● **EXCERPTED DATA**

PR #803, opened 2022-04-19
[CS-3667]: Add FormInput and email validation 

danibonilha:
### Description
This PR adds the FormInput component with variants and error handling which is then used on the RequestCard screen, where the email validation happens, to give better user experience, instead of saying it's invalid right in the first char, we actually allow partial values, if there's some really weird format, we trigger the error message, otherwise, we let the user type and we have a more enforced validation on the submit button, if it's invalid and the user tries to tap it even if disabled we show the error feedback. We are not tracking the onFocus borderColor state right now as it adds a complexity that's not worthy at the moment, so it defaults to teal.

● **DIRECTIONS FOR THIS TASK**
Write out the entire listing exactly.

● **OUTPUT FOR THIS TASK**
PR #803, opened 2022-04-19
[CS-3667]: Add FormInput and email validation 

danibonilha:
### Description
This PR adds the FormInput component with variants and error handling which is then used on the RequestCard screen, where the email validation happens, to give better user experience, instead of saying it's invalid right in the first char, we actually allow partial values, if there's some really weird format, we trigger the error message, otherwise, we let the user type and we have a more enforced validation on the submit button, if it's invalid and the user tries to tap it even if disabled we show the error feedback. We are not tracking the onFocus borderColor state right now as it adds a complexity that's not worthy at the moment, so it defaults to teal.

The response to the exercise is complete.